Class for nominalization and then multiplication by scale slightly compatible with sklearn pipeline

from sklearn.base import TransformerMixin
class StandardAndPoorScaler(StandardScaler, TransformerMixin):
    #normalization = None
    def __init__(self, copy=True, with_mean=True, with_std=True, normalization = None):
        #print("new StandardAndPoorScaler(normalization=", normalization.shape if normalization is not None else normalization, ") // ", type(self))
        self.normalization = normalization
        super().__init__(copy, with_mean, with_std)
    def fit(self, X, y=None):
        #print(type(self),".fit(",X.shape, ",", y.shape if y is not None else "<null>",")")
        super().fit(X, y)
        return self
    def partial_fit(self, X, y=None):
        #print(type(self),".partial_fit(",X.shape, ",", y.shape if y is not None else "<null>)")
        super().partial_fit(X, y)
        if self.normalization is None:
            self.normalization = np.ones((X.shape[1]))
        elif type(self.normalization) != np.ndarray:
            self.normalization = np.array(self.normalization)
        if X.shape[1] != self.normalization.shape[0]:
            raise "X.shape[1]="+X.shape[1]+" in equal self.scale.shape[0]="+self.normalization.shape[0]
    def transform(self, X, copy=None):
        #print(type(self),".transform(",X.shape,",",copy,").self.normalization", self.normalization)
        Xresult = super().transform(X, copy)
        Xresult *= self.normalization
        return Xresult
    def _reset(self):
        #print(type(self),"._reset()")
        super()._reset()
    
scaler = StandardAndPoorScaler(normalization = feature_importances['importance'])
scaler.fit(X = X_train, y = None)
print(scaler.normalization)

Trying to apply this class

%%time
knn_pipe = Pipeline([('scaler', StandardAndPoorScaler()), ('knn', KNeighborsClassifier(n_jobs=-1))])

knn_params = {'knn__n_neighbors': range(1, 11, 4), 'scaler__normalization': [feature_importances['importance']]}
knn_grid = GridSearchCV(knn_pipe, knn_params, cv=5, n_jobs=-1, verbose=False)

knn_grid.fit(X_train, y_train)
knn_grid.best_params_, knn_grid.best_score_, accuracy_score(y_holdout, knn_grid.predict(X_holdout))

({'knn__n_neighbors': 5, 'scaler__normalization': Name: importance, dtype: float64}, 0.909558508358337, 0.913)

The result is slightly different from my expectations. Well, that is, in principle, everything works.

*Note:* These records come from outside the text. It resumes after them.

PR #1177, opened 2024-08-20
GM: Car Port for XT4 2023

garrettpall:
**Car**
Cadillac XT4 2023

**Route**
162796f1469f2f1b/00000005--6f334eda14

**Checklist**
- [x] added entry to CarInfo in opendbc/car/*/values.py and ran `selfdrive/car/docs.py` to generate new docs
- [x] test route added to [routes.py](https://github.com/commaai/openpilot/blob/master/selfdrive/car/tests/routes.py)
- [x] route with openpilot: 162796f1469f2f1b/00000005--6f334eda14
- [x] route with stock system: 162796f1469f2f1b/00000003--79f5d5854f (old harness design)
- [x] car harness used (if comma doesn't sell it, put N/A): N/A https://github.com/commaai/openpilot/issues/32471

Supersedes https://github.com/commaai/openpilot/pull/30420


adeebshihadeh:
This ports looks smaller than I remember? If this is it, I think we're good to merge it.

garrettpall:
> This ports looks smaller than I remember? If this is it, I think we're good to merge it.

Let me test it on Friday. I haven’t tested since the switch of cars to opendbc. But the smaller port is due to an updated harness design (intercept different pins).

adeebshihadeh:
Converting to draft until then. We should also update the test route.

garrettpall:
Tested with `car` moved to opendbc. Everything works as expected.

Route: `162796f1469f2f1b/0000009d--717c2e1c0a`

(note: I have a SASCM (sdsu variant) installed that broadcasts `767, 4`, this was added to the fingerprint for testing locally but should not be included upstream. This route demonstrates the port works, the route in the PR should be used as good, clean data)

opendbc/car/gm/values.py
```diff
@@ -86,6 +89,12 @@ def init(self):
     # ASCM is supported, but due to a janky install and hardware configuration, we are not showing in the car docs
     self.car_docs = []
 
+@dataclass
+class GMSDGMPlatformConfig(GMPlatformConfig):
+  def init(self):
+    # SDGM is supported, but due to harness not being sold by comma, we are not showing in the car docs
```
adeebshihadeh, line 95:
```suggestion
    # Don't show in docs until the harness is sold. See https://github.com/commaai/openpilot/issues/32471
```

jyoung8607:
CI test route still needs to be uploaded:

image

PR #1179, opened 2024-08-21
speedup CI test setup

sshane:


sshane:
@maxime-desroches it would be nice to `curl tools/lint.sh` and use your own config file, pre-commit setup time takes forever! We should remove it here eventually

PR #280, opened 2024-05-23
adding code to validate systematic names for genes

sweng66:
also updated SGD version of TET creator to set the entity type based on the topic selected.


azurebrd (approved):
Great, thanks @sweng66 !

sweng66:
Thanks ! @azurebrd

PR #281, opened 2024-05-24
Sometimes this line resolves to bucket.docs_count.doc_count but bucke…

azurebrd:
…t.docs_count is undefined, and on 3002 that crashes the page.  I don't know why that doesn't happen on stage.  I think this fixes it without breaking anything, but I don't really know how search works, so it might be breaking something

### DIFF
--- a/src/components/search/Facets.js
+++ b/src/components/search/Facets.js
@@ -226,7 +226,7 @@ const Facet = ({facetsToInclude, renameFacets}) => {
                                                 </Col>
                                                 <Col>
                                                 <Badge variant="secondary">
-                                                    {['topics', 'confidence_levels', 'source_methods', 'source_evidence_assertions'].includes(key) ? bucket.docs_count.doc_count : bucket.doc_count}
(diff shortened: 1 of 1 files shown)


azurebrd:
@valearna @pjhale I'm tagging just the two of you, because I'm not sure if this fixes something, or if it wasn't really a problem why it wasn't a problem, or whether it might be introducing unexpected behaviour because I don't understand the underlying data structure.

sweng66:
@azurebrd I added this line for picking up reverse nested counting (counting docs instead of counting tags), but forgot to check if the reverse count exists. It is a great fix. Thanks!

valearna (approved):
The fix looks good, thanks @azurebrd !

azurebrd:
Great, thanks @sweng66 and @valearna !  I didn't realize you worked on search, Shuai, cool cool.  I also didn't know if there was some docs_count.doc_count vs doc_count based on those specific fields, or how the data was meant to be structured.

PR #283, opened 2024-05-24
fixing css styling for facets section to avoid wrapping and to make it more responsive

sweng66:


azurebrd (commented):
I'm not sure what this involves, so I'll defer to Valerio.  But I appreciate the link to 3006, I poked a bit, and wasn't sure what to look at .

sweng66:
Thanks for checking this out ! @azurebrd 
No problem. Let's look at it together next week.

The goal of this fix is to improve the wrapping issue of search facets. When the browser window is small, the facets on the stage have noticeable wrapping problems. In dev3006, the search facet section should perform better, at least in Chrome.

valearna:
The facets look better with these changes, but there are still some wrapping issues when the size is reduced. I'm not sure what we need to achieve here, maybe we should set a minimum width for the left menu. I would talk about this next week with the rest of the group.

sweng66:
Sounds good ! (talk about this as a group next week) @valearna

sweng66:
minWidth: "325px", // set minimum width for the facets section

I did set the min width. seems like this is still too small

azurebrd:
I think in general one should use rem or em, which are relative to font size, in case people are zooming in and out.

sweng66:
@azurebrd I am not familiar with rem or em. Can we have a team programming section next Tuesday to work it together?

azurebrd:
Yeah, that'd be great, @sweng66  !  

I think em makes things on a size relative to the font, and rem relative to some base browser or page font, I forget exactly, but we can look it up

sweng66:
Awesome!! @azurebrd

valearna (approved):
Everything looks good to me now. Thanks @sweng66 and @azurebrd

sweng66:
Thanks @valearna @azurebrd

PR #289, opened 2024-06-17
Scrum 4030

sweng66:
Add various dates to the breadcrumb display on ABC search page

### DIFF
--- a/src/components/search/BreadCrumbs.js
+++ b/src/components/search/BreadCrumbs.js
@@ -2,47 +2,126 @@ import React from 'react';
 import Container from "react-bootstrap/Container";
 import Row from "react-bootstrap/Row";
 import Col from "react-bootstrap/Col";
-import {useDispatch, useSelector} from "react-redux";
+import { useDispatch, useSelector } from "react-redux";
 import Button from "react-bootstrap/Button";
-import {RiCloseFill} from "react-icons/ri";
-import {removeFacetValue, resetFacetValues, removeExcludedFacetValue} from "../../actions/searchActions";
-import {RENAME_FACETS} from "./Facets";
+import { RiCloseFill } from "react-icons/ri";
+import {
+    removeFacetValue,
+    resetFacetValues,
+    removeExcludedFacetValue,
+    removeDatePubmedAdded,
+    removeDatePubmedModified,
+    removeDatePublished,
+    removeDateCreated,
+    searchReferences
+} from "../../actions/searchActions";
+import { RENAME_FACETS } from "./Facets";
 
 const BreadCrumbs = () => {
-
     const searchFacetsValues = useSelector(state => state.search.searchFacetsValues);
     const searchExcludedFacetsValues = useSelector(state => state.search.searchExcludedFacetsValues);
+    const datePubmedAdded = useSelector(state => state.search.datePubmedAdded);
+    const datePubmedModified = useSelector(state => state.search.datePubmedModified);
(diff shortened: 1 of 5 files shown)


azurebrd (commented):
I'll defer to other people on Search.  Thanks @sweng66 !

sweng66:
Thanks @azurebrd

src/components/search/BreadCrumbs.js
```diff
@@ -2,47 +2,126 @@ import React from 'react';
...
                     )}
-                    {Object.entries(searchExcludedFacetsValues).map(([facet, values]) =>
-                        <span key={facet + "_group"}>
-                            {values.map(value =>
-                                <span key={value + "_breadcrumb"}>
-                                    <Button variant="outline-danger">Exclude&nbsp;{(RENAME_FACETS.hasOwnProperty(facet) ? RENAME_FACETS[facet] : facet.replace('.keyword', '').replaceAll('_', ' ')) + ": " + value} &nbsp;
-                                        <RiCloseFill onClick={() => dispatch(removeExcludedFacetValue(facet, value))}/>
-                                    </Button>&nbsp;&nbsp;
-                                </span>)}
+                    {datePubmedModified && (
```
valearna, line 95: @sweng66 can you refactor this part and create a separate component to avoid repeating the same code multiple times?

src/components/search/BreadCrumbs.js
```diff
@@ -2,47 +2,126 @@ import React from 'react';
...
+                            <span key={facet + value + "_breadcrumb"}>
+                                <Button variant="outline-secondary">
+                                    {(RENAME_FACETS.hasOwnProperty(facet) ? RENAME_FACETS[facet] : facet.replace('.keyword', '').replaceAll('_', ' ')) + ": " + value} &nbsp;
+                                    <RiCloseFill onClick={() => handleRemoveFacet(facet, value)} />
+                                </Button>&nbsp;&nbsp;
+                            </span>
+                        )) : (
+                            <span key={facet + "_breadcrumb"}>
+                                <Button variant="outline-secondary">
+                                    {`${facet.replace('datePubmedAdded', 'Date Added to PubMed')
```
valearna, line 69: Here all dates are hardcoded. Is there a way to make the code more flexible and derive the names from the facets?

valearna (commented):
The PR looks good but I think it needs some refactoring to avoid duplication and hardcoded values

src/components/search/BreadCrumbs.js
sweng66: Will try to do so. Thanks !! @valearna

pjhale:
I would echo some of Valerio's concerns.  We could also change the breadcrumb text to something more consistent with the other breadcrumbs such as "Date Range: Published" or something similar.

sweng66:
Thanks both for code review and good suggestions @azurebrd @pjhale

src/components/search/BreadCrumbs.js
sweng66: fixed

src/components/search/BreadCrumbs.js
sweng66: fixed

sweng66:
updated code  @pjhale @valearna 

Please let me know if I missed anything.

valearna (approved):
Thanks @sweng66 , it looks good to me after the latest changes

sweng66:
Thanks @valearna

PR #292, opened 2024-06-24
Scrum 2670 Edit Mode

pjhale:


pjhale:
@azurebrd Made the merge and everything seems to be working but you might want to test and make sure I didn't clobber any code that you needed.

azurebrd (approved):
Cool !  Thanks @pjhale    I've loaded the branch, and see that the WB validation for creation works well, and played a little bit with loading with the edit button to the editor, but did not make any test patching.

We'll ask @cerivs for a story for editing the wb_validation.  Probably also the SGD validation ?  Or even SGD editing altogether ?

For the wb_validation load we can probably change TopicEntityTagActions.jsx in the line 92 else block to check for props.data.entity_id_validation === 'wb' + entity_type === 'gene'  and use the value 'use_wb' for changeFieldEntityAddTaxonSelect and pass the props.data.species with changeFieldEntityAddGeneralField to id taxonSelectWB .    Then for the PATCH in TopicEntityCreate.js we can copy the POST code from line 261.  I think that should do it, and hopefully it would just all work.

It's a bit odd that TopicEntityTagActions.jsx  line 88 sets editTag to null, but the biblioReducer.js line 60 initializes that as false.  Does it ever need false vs null to know that it's in an untouched state versus selected and de-selected ?

There's some formatting changes that aren't a big deal.  TopicEntityCreate.js  
line 120 remove unwanted spaces, good.
line 259 adding spaces seems odd, but maybe it's to line up the = assignment ?
line 393 a commented out selected value, probably not needed, but if you want it on purpose that's fine.

Thanks !

azurebrd:
cool cool, thanks @pjhale

PR #299, opened 2024-06-28
When loading to Edit from props.data check for entity_id_validation b…

azurebrd:
…eing WB to load taxonSelect and taxonSelectWB, otherwise load taxonSelect.  Generalize with changeFieldEntityAddGeneralField instead of changeFieldEntityAddTaxonSelect.  Patching data should also use WB values like Post does.


valearna (approved):

azurebrd:
Thanks @valearna !

PR #300, opened 2024-06-29
Using converted name field for source evidence assertion

valearna:


sweng66 (approved):
Looks good! Thanks @valearna

PR #304, opened 2024-07-11
Recreate items object from initItems if value in cookie does not contain all the needed items

valearna:


sweng66 (approved):
Thanks for fixing this. @valearna

valearna:
Thank you @sweng66 !

PR #307, opened 2024-07-22
Fixing Bug

pjhale:
The props are now updated on rowUpdate so a further update has the correct data.


azurebrd (approved):
Great, thanks @pjhale !

PR #314, opened 2024-08-12
fixed code to add 'New row' and 'Submit All' buttons to SGD version of TET UI

sweng66:
to allow curators to add multiple topics at the same time
also cleaned up the other MOD version of TET interface


valearna (approved):

sweng66:
Thanks @valearna

PR #315, opened 2024-08-13
fixed "Create reference UI" to generate SGDID directly through API when…

sweng66:
… adding a new paper to SGD corpus


valearna (approved):

sweng66:
Thanks @valearna

PR #322, opened 2024-08-26
fixed to not reset the cloned rows when the topic changes

sweng66:


azurebrd (approved):
I don't really get how this works in the context of everything else, but it makes sense.

sweng66:
thanks @azurebrd

PR #1078, opened 2020-01-30
Added sync.Map to backend and synchronizer

### LINKED ISSUE #939: API change: Have evaluator return only match ids
## Overview

Instead of the evaluator returning a stream of matches, only return the ids of the matches it wants to form.

## Motivation and  Impact

Currently, the evaluator returns the entire protobuf of the matches it wishes to form.  This means that the entire protobuf is re-serialized and sent back to the caller which sent the protobuf in the first place.  (The same thing happens in the backend to synchronizer call, but that's internal, so can be changed without an externally visible breaking change.)  It would be much more efficient to only return the id.

One downside is that the evaluator can't change the contents of any matches (eg, dropping a player seen in another match, but still making the match as a whole.)  It's not clear that it's supported anyway (I don't know what the code does today.)  Generally, I think it's better if things are treated as immutable.

## Change Proto

From:
```protobuf
message EvaluateResponse {
  // A Match shortlisted by the evaluator representing one of the final results.
  Match match = 1;
}
```

To:
```protobuf
message EvaluateResponse {
  // A Match shortlisted by the evaluator representing one of the final results.
  string match_id = 1;
}
```

yfei1:
This is an intermediate step to resolve #939. Leaving a bunch of TODOs in this PR and will fix them after the proto change.

### DIFF
--- a/internal/app/synchronizer/synchronizer_service.go
+++ b/internal/app/synchronizer/synchronizer_service.go
@@ -436,7 +436,6 @@ func (s *synchronizerService) addMatchesToIgnoreList(ctx context.Context, m *syn
 		// For now assume m4c is a channel of MatchIds, will fix it in a later PR.
 		ids := []string{}
 		for _, match := range matches {
-
 			tids, ok := m.Load(match.GetMatchId())
 			if ok {
 				ids = append(ids, tids.([]string)...)
--- a/internal/app/synchronizer/synchronizer_service.go
+++ b/internal/app/synchronizer/synchronizer_service.go
@@ -225,11 +225,11 @@ func (s *synchronizerService) runCycle() {
 		}
 	}()
 
-	mIDToTIDs := &sync.Map{}
-	go s.cacheMatchIDToTicketIDs(mIDToTIDs, bufferChannel(m3c), m3point5c)
+	matchTickets := &sync.Map{}
+	go s.cacheMatchIDToTicketIDs(matchTickets, m3c, m3point5c)
 	go s.wrapEvaluator(ctx, cancel, bufferChannel(m3point5c), m4c)
 	go func() {
-		s.addMatchesToIgnoreList(ctx, mIDToTIDs, cancel, bufferChannel(m4c), m5c)
+		s.addMatchesToIgnoreList(ctx, matchTickets, cancel, bufferChannel(m4c), m5c)
 		// Wait for ignore list, but not all matches returned, the next cycle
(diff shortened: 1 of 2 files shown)


internal/app/synchronizer/synchronizer_service.go
```diff
@@ -221,9 +224,12 @@ func (s *synchronizerService) runCycle() {
 			close(r.m6c)
 		}
 	}()
-	go s.wrapEvaluator(ctx, cancel, bufferChannel(m3c), m4c)
+
+	mIDToTIDs := &sync.Map{}
```
Laremere: matchTickets ?

internal/app/synchronizer/synchronizer_service.go
```diff
@@ -221,9 +224,12 @@ func (s *synchronizerService) runCycle() {
...
+	go s.cacheMatchIDToTicketIDs(mIDToTIDs, bufferChannel(m3c), m3point5c)
```
Laremere: this shouldn't be buffered

internal/app/synchronizer/synchronizer_service.go
```diff
@@ -396,23 +402,44 @@ func (s *synchronizerService) wrapEvaluator(ctx context.Context, cancel cancelEr
 	close(m4c)
 }
 
+func (s *synchronizerService) cacheMatchIDToTicketIDs(m *sync.Map, m3c <-chan []*pb.Match, m3point5c chan<- *pb.Match) {
```
Laremere: should this be in a comment section (/////////////////////////////////////////////)

internal/app/synchronizer/synchronizer_service.go
```diff
@@ -396,23 +402,44 @@ func (s *synchronizerService) wrapEvaluator(ctx context.Context, cancel cancelEr
...
+		// For now assume m4c is a channel of MatchIds, will fix it in a later PR.
 		ids := []string{}
 		for _, match := range matches {
-			for _, ticket := range match.GetTickets() {
-				ids = append(ids, ticket.GetId())
+			tids, ok := m.Load(match.GetMatchId())
+			if !ok {
+				logger.Errorf("failed to get MatchId %s with its corresponding tickets from the cache", match.GetMatchId())
 			}
+			ids = append(ids, tids.([]string)...)
```
Laremere: if ok {
 ids = append
} else {
 log
}

PR #1080, opened 2020-01-30
Changed Synchronizer proto to return matchIDs instead

yfei1:
This commit changed Synchronizer proto to return matchIDs instead. Also bumped up the numbers of the unnamed channels in synchronizer starting from m3c and changed the channel type starting from `m4c` to `chan string` as the next step of the API change is to have the evaluator returns the match ids instead.

```diff
message SynchronizeResponse {
  // Instructs the backend call that it can start running the mmfs.
  bool start_mmfs = 1;

  // Instructs the backend call that it should cancel any RPC calls to the mmfs,
  // not send any more matches, and close the send stream.
  bool cancel_mmfs = 2;

-  // A match which passes evaluation and should be returned to the FetchMatches
-  // caller.
-  openmatch.Match match = 3;
+  // A match ID returned by the evaluator and should be returned to the FetchMatches
+  // caller.
+  string match_id = 4;
+
+  // Deprecated fields.
+  reserved 3;
}
```


internal/app/synchronizer/synchronizer_service.go
```diff
@@ -46,14 +46,14 @@ var (
 //  -> m1c ->
 // close incoming when done or timed out | newCutoffSender
 //   -> m2c ->
-// remember return channel m6c for match | fanInFanOut
+// remember return channel m7c for match | fanInFanOut
 //   -> m3c -> (buffered)
```
Laremere: Add a comment for your new step.

internal/app/synchronizer/synchronizer_service.go
```diff
@@ -542,6 +539,44 @@ func bufferChannel(in chan *pb.Match) chan []*pb.Match {
 	return out
 }
 
+// bufferStringChannel collects matches from the input, and sends
+// slice of matches on the output.  It never (for long) blocks
```
Laremere: nit: strings

PR #1084, opened 2020-01-30
Deprecate Rosters, remove from Match, MatchProfiles

sawagh:


api/messages.proto
```diff
@@ -164,16 +152,8 @@ message MatchProfile {
...
   // Set of pools to be queried when generating a match for this MatchProfile.
-  // The pool names can be used in empty Rosters to specify composition of a
-  // match.
   repeated Pool pools = 3;
 
-  // Set of Rosters for this match request. Could be empty Rosters used to
-  // indicate the composition of the generated Match or they could be partially
-  // pre-populated Ticket list to be used in scenarios such as backfill / join
-  // in progress.
-  repeated Roster rosters = 4;
```
Laremere: Add to reserved.

api/messages.proto
```diff
@@ -201,9 +181,6 @@ message Match {
   // Tickets belonging to this match.
   repeated Ticket tickets = 4;
 
-  // Set of Rosters that comprise this Match
-  repeated Roster rosters = 5;
```
Laremere: Add to reserved.

api/messages.proto
sawagh: Done.

api/messages.proto
sawagh: Done

PR #1086, opened 2020-01-31
Deprecated mmf harness

yfei1:
This is the last bit of effort to deprecate the previous MMF harness. The MMF harness was still in the pkg package since the demo soloduel match function was still using it. This commit rewrote the glue code of the soloduel mmf and removed its dependency on the MMF harness, plus deleted the `pkg/harness directory`.


yfei1:
> Where does soloduel get used now? Is it still used by the demo?

So the soloduel image is solely get used by the demo. Yet the concept of soloduel is still being used under the [first_match_scenario](https://github.com/googleforgames/open-match/blob/master/examples/scale/scenarios/first_match_scenario.go#L45) file.

PR #1083, opened 2020-01-30
Update proto descriptions to reflect API changes

yfei1:
This commit updated the proto descriptions to have it better align with our API and behavior changes.

e.g.
```diff
message FetchMatchesResponse {
  // A Match generated by the user-defined MMF with the specified MatchProfiles.
-  // A valid Match response will contain at least one ticket.	
  Match match = 1;
}
```

and 

```diff
service BackendService {
- // FetchMatches triggers a MatchFunction with the specified MatchProfiles, while each MatchProfile
- // returns a set of match proposals.
+ // FetchMatches triggers a MatchFunction with the specified MatchProfile and returns a set of match proposals that 
+ // match the description of that MatchProfile.
  rpc FetchMatches(FetchMatchesRequest) returns (stream FetchMatchesResponse) {
}
```

PR #1090, opened 2020-02-03
Update proto descriptions to reflect API changes

yfei1:
Same as #1083.

### DIFF
--- a/api/query.proto
+++ b/api/query.proto
@@ -61,7 +61,7 @@ message QueryTicketsRequest {
 }
 
 message QueryTicketsResponse {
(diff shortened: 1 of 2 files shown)


api/query.proto
```diff
@@ -61,7 +61,7 @@ message QueryTicketsRequest {
 }
 
 message QueryTicketsResponse {
-  // Tickets is a list of Ticket representing one or more Tickets which meet all Filter criterias.
+  // Tickets is a list of Ticket that satisfies all the filtering criterias.
```
sawagh: Simply shorten to - 'Tickets that satisfy all the filtering criteria'

PR #1092, opened 2020-02-03
Drafted a short README for the benchmarking framework

yfei1:
Added a short README for users to get started with the framework.


sawagh:
Given I see that the structure for the scenarios is changing, lets wait for that change to get in and then update this PR.

sawagh:
Check this in so long as it is updated to the latest instructions. If not, please update and check in. Also, at some point we will need documentation for this on the website - but we could handle that post v0.10

PR #1107, opened 2020-02-05
Remove stats processor from scale tests

Laremere:
Two reasons:
Using Prometheus and Grafana for the stats processing have proved to be fruitful.  No reason to reinvent the wheel for these tests.

For the error logging, just going to standard method of error logging.  When looking at logs for errors previously, it could be hard to figure out which errors were happening when, because it would always log all the errors which have occurred.  Additionally, when an error message was unique because it contained a ticket ID, the number of errors logged each iteration would grow unbounded.


yfei1:
We need to figure out a way to share the stackdriver dashboard as a template with errors aggregated by the error message. Can you open an issue to track this?

PR #1109, opened 2020-02-06
Reduced Redis PING check frequency on Redis pool

yfei1:
As https://snapshot.raintank.io/dashboard/snapshot/IDKoZqYacXMYcECikPgK9GYJPTn10kEu pointed out, 20% of the Redis commands are spent on doing Ping checks when being returned to the pool. This commit checks if this connection have been returned for more than 10 seconds, and only do a PING check if so.

Performance improvement after this change comparing to our current benchmark result at 3k CreateTicketQPS.
https://snapshot.raintank.io/dashboard/snapshot/Wr3lY7TlRN6NIQbF1eOdd1EBNiijKA5f

### DIFF
--- a/internal/statestore/redis.go
+++ b/internal/statestore/redis.go
@@ -83,8 +83,8 @@ func newRedis(cfg config.View) Service {
 		IdleTimeout: cfg.GetDuration("redis.pool.idleTimeout"),
 		Wait:        true,
 		TestOnBorrow: func(c redis.Conn, t time.Time) error {
-			// Check if this connection have been returned for more than 10 seconds, if so, do a PING check.
-			if time.Since(t) > 10*time.Second {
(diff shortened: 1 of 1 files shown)


internal/statestore/redis.go
```diff
@@ -82,7 +82,12 @@ func newRedis(cfg config.View) Service {
 		MaxActive:   cfg.GetInt("redis.pool.maxActive"),
 		IdleTimeout: cfg.GetDuration("redis.pool.idleTimeout"),
 		Wait:        true,
-		TestOnBorrow: func(c redis.Conn, _ time.Time) error {
+		TestOnBorrow: func(c redis.Conn, t time.Time) error {
+			// Check if this connection have been returned for more than 15 seconds, if so, do a PING check.
```
Laremere: This comment isn't clear without context.  What does "this connection have been returned for more than 15 seconds" mean precisely?

PR #1110, opened 2020-02-06
Move scale scenarios into unique packages

Laremere:
Per an earlier discussion, this makes it easier to define things such as "poolName" without conflicting other scenarios.  It also goes to define the logical scenario, which will be separate from the infra scenario being tested.

Future pieces built on top of this:
One more logical scenario for a session based game with skill, modes, and regions.
Different infra scenarios, for different usage patterns. (eg, frontend waiting for assignments.)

Just to understand this, I had to reproduce this class with all the guts from scratch in three hours, and only then I realized that print doesn’t print not because sklearn is somehow wrongly made, but because GridSearchCV creates clones in the main stream , but configures and trains them in other threads. And everything that you print in other streams disappears into oblivion. But if you put n_jobs = 1, then all calls to overridden functions are shown as cute. Knowledge came out very expensive, now you also have it, and you paid for it by reading a tedious article.

Okay, let's move on. Now I want to give some variance for each of their parameters, and then give it a little less around the best value, and so on until I get a result similar to reality. This will be the first rude baseline of what should eventually get the algorithm of my dreams.

I will form several options for reweighting, differing in several parameters

feature_base = feature_importances['importance']
searchArea = np.array([feature_base - .05, feature_base, feature_base + .05])
searchArea[searchArea < 0] = 0
searchArea[searchArea > 1] = 1
print(searchArea[2,:] - searchArea[0,:])

import itertools

affected_props = [2,3,4]
parametrs_ranges = np.concatenate([
    np.linspace(searchArea[0,affected_props], searchArea[1,affected_props], 2, endpoint=False),
    np.linspace(searchArea[1,affected_props], searchArea[2,affected_props], 3, endpoint=True)]).transpose()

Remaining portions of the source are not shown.